The series also recognises that not all commercial actors are the same.

Much of the private sector overlaps with parts of the public sector (for example, state-owned enterprises) as well as the charitable or ‘third’ sector (for example, corporate foundations like the Bill and Melinda Gates Foundation, or so-called social enterprises that claim to put people before profits).

Commercial actors also differ in what they make and sell.

While much of the public health literature has focused on harmful products – often tobacco, alcohol, gambling and ultra-processed foods – commercial actors provide a vast range of goods and services, including education, health care, transportation, technology, utilities and renewable energy.

While we may want to decrease the production of tobacco, our concerns about healthcare are more around the quality and equity of access.

Commercial actors vary in size and resources.

While some have revenues rivalling national governments, most enterprises are much smaller. These resources determine the potential scale of health impacts.

Being able to differentiate between commercial actors is important for decision-making about engagement. It’s important for policymakers, investors and others to understand the potential risks and benefits of engagement and to avoid conflicts of interest where possible.

We developed a framework to differentiate between commercial actors and a set of guiding questions to apply the framework. These questions may include how a commercial entity is funded and whether it produces products that are known risk factors for health, like tobacco.

The Global Health Score aims to evaluate the health impacts of businesses to inform financial markets. Picture: Getty Images

Finally, the series set out a vision for a world in which the interests of the public come before profits.

This requires actions from many stakeholders, including governments and international organisations, civil society, researchers, health actors as well as the commercial sector.

The Global Health Score is one example of how we might leverage the power of commercial actors to change business practices.

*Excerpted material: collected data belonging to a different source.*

PR #4080, opened 2025-03-13
__init__.py: check if tool exist before install

aliang123:
Check if stress tool exist before install it.
id:3428


XueqiangWei:
@aliang123 Some checks were not successful, please resolve the issue. Thanks.

PR #100, opened 2021-12-22
LIIKUNTA-197 | Show opening hours for selected date

Jokinen:
## Description

Modifies the `InfoBlock` for opening hours on the search list to show opening hours for the selected date.

Refactors unified search integration to allow for more accurate typings.

### Closes

**[LIIKUNTA-197](https://helsinkisolutionoffice.atlassian.net/browse/LIIKUNTA-197):**

## Screenshots

Screenshot 2021-12-22 at 17 05 43
Screenshot 2021-12-22 at 17 05 57
Screenshot 2021-12-22 at 17 07 45


src/pages/search/index.tsx
```diff
@@ -139,13 +103,66 @@ function getIsOpenNow(times: Time[]): boolean {
...
+    return null;
+  }
+
+  return (
+    <InfoBlock
+      target="card"
+      headingLevel="h3"
+      icon={<IconClock aria-hidden="true" />}
+      name={
+        !(openAt && openAtFilterIsToday) && isOpenNow
```
Sartonon, line 148: Rather complex condition inlined here. At least I can't easily understand this 🤔

src/pages/search/index.tsx
```diff
@@ -139,13 +103,66 @@ function getIsOpenNow(times: Time[]): boolean {
...
+}: OpeningHoursInfoBlockProps): React.ReactElement<
+  React.ComponentProps<typeof InfoBlock>
+> | null {
+  const { t } = useTranslation("search_page");
+
+  const openingHourTimes =
+    (openAt
+      ? openingHours?.data?.find(
+          (timeData) => timeData.date === format(openAt, "yyyy-MM-dd")
+        )?.times
```
Sartonon, line 125: These brackets confuse me. Aren't they redundant?

Sartonon (commented):
Looks good, generated types are great addition :) Some comments left

src/pages/search/index.tsx
Sartonon: Is it possible for `isOpenNow` to be `true` but we wouldn't render open now label?

Jokinen: I spent some time with this, but I couldn't find a clearer way.

I'll make a helper function so that we can multiline it and maybe make it easier to read that way.

When an `openAt` filter is selected, we want to use that date even if the place would be ope now.

src/pages/search/index.tsx
Jokinen: If I understand correctly, it was unclear where the bracket before `openAt` ends. The bracket exists so that we can use a default value for the entire Elvis expression:

```
(openAt
      ? oneValue
      : twoValue) ?? []
```

Instead of using a single variable, I used two to remove the complex brackets.

Sartonon: Yeah you are correct here, brackets were needed :)

Sartonon (approved):
Great!

PR #103, opened 2022-01-03
FIX LIIKUNTA-158 | Fix location selection links

Jokinen:
## Description

Previously the id from `tprek` was used as is. The id also contained its source (for instance `lipas:...`) which caused the site to build an incorrect link.

After this change the source information is ignored and it's replaced with `tprek`.

Contains a slight refactor for how parts of a venue id are parsed.

### Closes

**[LIIKUNTA-158](https://helsinkisolutionoffice.atlassian.net/browse/LIIKUNTA-158)**

### Manual testing

This collections contains a venue selection: http://localhost:3000/kokoelmat/meno-ja-meininkia-viikonlopuksi

## Screenshots

Screenshot 2022-01-03 at 14 18 00

### DIFF
--- a/src/domain/unifiedSearch/useUnifiedSearchListQuery.ts
+++ b/src/domain/unifiedSearch/useUnifiedSearchListQuery.ts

The GHS aims to systematically evaluate the health impacts of businesses to inform financial markets (including ASX, S&P 500) and guide investment decisions.

In writing this series, we and our co-authors seek to create the groundwork for future research and advocacy on CDoH. We look forward to robust conversations and debate, and to working with allies to redress power imbalances and enhance global health.

The Lancet series on the Commercial Determinants of Health was developed by 33 authors, spanning 15 countries and 6 continents, and was supported by the Victorian Health Promotion Foundation , the University of Bath, the SPECTRUM Research Consortium, the Australian National University and the University of Melbourne.